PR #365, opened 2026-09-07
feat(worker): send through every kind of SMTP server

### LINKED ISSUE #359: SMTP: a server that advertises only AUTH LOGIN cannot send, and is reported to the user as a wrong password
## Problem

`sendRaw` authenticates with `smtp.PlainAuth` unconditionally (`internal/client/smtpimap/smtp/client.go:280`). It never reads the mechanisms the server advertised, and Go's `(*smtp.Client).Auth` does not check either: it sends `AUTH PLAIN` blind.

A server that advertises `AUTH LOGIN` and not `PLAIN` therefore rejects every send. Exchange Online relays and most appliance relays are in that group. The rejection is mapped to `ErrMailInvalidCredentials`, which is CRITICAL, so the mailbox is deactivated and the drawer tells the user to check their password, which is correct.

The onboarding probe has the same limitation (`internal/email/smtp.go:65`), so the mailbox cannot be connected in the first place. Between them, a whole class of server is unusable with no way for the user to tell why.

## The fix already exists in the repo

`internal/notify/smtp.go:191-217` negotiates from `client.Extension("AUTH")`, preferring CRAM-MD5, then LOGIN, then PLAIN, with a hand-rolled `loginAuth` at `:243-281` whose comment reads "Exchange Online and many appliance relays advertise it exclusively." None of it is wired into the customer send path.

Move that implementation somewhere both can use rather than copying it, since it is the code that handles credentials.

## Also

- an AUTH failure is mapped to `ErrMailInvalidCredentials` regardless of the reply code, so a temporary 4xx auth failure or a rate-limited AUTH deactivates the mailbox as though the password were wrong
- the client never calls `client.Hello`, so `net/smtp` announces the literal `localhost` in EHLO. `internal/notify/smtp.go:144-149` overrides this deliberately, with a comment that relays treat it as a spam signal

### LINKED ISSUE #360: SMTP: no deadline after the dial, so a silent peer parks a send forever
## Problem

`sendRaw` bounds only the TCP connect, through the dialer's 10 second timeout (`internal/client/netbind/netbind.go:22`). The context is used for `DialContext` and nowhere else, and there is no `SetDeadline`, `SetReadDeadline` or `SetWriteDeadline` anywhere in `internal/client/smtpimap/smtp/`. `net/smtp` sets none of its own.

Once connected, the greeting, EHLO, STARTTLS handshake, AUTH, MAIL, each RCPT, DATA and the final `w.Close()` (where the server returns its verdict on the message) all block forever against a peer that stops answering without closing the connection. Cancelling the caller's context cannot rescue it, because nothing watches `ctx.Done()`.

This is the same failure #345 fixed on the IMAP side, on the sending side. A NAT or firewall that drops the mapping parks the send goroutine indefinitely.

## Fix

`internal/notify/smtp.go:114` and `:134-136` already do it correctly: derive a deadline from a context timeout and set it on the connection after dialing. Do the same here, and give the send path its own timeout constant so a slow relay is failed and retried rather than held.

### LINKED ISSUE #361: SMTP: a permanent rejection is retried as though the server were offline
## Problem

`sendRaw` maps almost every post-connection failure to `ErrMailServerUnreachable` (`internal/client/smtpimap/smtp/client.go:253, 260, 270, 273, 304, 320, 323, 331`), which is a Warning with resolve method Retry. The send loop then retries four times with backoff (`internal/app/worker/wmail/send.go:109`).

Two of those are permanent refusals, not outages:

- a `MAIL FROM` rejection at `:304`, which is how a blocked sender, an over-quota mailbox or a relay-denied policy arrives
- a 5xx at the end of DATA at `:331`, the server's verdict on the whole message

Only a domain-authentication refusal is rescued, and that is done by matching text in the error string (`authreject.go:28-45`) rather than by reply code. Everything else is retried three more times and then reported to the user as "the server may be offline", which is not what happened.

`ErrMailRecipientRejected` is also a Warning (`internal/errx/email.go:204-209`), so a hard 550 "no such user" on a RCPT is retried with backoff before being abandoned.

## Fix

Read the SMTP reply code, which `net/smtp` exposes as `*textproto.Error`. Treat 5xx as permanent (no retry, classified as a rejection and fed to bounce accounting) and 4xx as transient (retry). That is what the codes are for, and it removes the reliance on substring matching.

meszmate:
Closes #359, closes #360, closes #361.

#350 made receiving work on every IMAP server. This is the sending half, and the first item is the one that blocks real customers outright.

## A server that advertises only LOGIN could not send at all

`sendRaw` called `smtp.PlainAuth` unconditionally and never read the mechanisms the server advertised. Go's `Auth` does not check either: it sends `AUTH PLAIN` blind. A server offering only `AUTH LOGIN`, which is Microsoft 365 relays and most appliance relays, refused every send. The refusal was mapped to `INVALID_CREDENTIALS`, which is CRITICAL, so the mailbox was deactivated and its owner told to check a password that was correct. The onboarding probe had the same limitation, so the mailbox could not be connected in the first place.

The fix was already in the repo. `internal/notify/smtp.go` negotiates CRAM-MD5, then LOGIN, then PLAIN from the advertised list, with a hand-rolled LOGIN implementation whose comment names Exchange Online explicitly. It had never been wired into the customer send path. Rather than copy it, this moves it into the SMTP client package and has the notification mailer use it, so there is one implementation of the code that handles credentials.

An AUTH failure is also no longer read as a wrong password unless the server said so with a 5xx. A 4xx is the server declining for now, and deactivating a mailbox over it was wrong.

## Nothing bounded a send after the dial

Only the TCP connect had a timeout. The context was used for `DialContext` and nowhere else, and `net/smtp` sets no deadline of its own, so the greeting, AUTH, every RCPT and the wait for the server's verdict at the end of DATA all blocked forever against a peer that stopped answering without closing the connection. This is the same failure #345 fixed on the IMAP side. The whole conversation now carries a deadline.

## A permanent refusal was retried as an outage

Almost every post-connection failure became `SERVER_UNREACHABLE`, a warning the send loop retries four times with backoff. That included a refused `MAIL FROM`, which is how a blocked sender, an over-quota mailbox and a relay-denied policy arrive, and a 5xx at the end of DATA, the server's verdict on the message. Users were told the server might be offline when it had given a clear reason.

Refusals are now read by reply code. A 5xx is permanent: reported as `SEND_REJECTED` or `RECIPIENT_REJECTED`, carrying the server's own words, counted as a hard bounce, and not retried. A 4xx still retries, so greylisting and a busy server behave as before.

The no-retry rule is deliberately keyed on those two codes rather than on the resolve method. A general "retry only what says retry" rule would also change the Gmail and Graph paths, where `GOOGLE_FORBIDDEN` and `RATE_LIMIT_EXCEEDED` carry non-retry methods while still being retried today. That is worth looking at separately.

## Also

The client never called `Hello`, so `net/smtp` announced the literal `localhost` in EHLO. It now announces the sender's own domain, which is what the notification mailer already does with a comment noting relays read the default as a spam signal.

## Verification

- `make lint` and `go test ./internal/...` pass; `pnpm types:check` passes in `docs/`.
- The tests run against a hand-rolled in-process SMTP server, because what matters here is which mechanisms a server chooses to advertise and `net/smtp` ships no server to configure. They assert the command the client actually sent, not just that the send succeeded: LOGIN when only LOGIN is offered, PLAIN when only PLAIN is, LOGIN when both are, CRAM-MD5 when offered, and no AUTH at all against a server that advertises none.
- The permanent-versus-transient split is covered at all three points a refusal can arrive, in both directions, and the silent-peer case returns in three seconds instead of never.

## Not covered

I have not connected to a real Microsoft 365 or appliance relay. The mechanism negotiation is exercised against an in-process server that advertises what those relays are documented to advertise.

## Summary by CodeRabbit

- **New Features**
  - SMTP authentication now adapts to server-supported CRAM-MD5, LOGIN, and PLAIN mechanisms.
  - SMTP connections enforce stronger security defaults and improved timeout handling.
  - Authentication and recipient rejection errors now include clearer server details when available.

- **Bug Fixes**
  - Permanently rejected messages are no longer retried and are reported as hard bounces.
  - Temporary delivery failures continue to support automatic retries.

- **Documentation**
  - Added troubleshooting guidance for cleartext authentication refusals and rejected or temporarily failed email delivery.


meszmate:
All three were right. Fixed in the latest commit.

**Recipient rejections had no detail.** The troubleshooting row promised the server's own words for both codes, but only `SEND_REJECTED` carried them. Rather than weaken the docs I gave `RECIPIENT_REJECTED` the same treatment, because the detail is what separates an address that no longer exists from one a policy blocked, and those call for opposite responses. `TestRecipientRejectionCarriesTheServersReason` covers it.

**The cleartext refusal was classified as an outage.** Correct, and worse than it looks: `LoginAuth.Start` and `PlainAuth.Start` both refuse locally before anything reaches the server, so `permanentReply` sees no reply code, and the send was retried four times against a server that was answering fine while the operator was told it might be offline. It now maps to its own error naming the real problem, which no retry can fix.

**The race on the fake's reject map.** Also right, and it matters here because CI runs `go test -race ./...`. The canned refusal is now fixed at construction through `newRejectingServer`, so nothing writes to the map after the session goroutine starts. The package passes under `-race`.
※
To do
Above are the entries. Copy exactly the part that opens with the line containing "- **Documentation**" and closes with the line containing "rejections had no", and no more.

Your response
- **Documentation**
  - Added troubleshooting guidance for cleartext authentication refusals and rejected or temporarily failed email delivery.


meszmate:
All three were right. Fixed in the latest commit.

**Recipient rejections had no detail.** The troubleshooting row promised the server's own words for both codes, but only `SEND_REJECTED` carried them. Rather than weaken the docs I gave `RECIPIENT_REJECTED` the same treatment, because the detail is what separates an address that no longer exists from one a policy blocked, and those call for opposite responses. `TestRecipientRejectionCarriesTheServersReason` covers it.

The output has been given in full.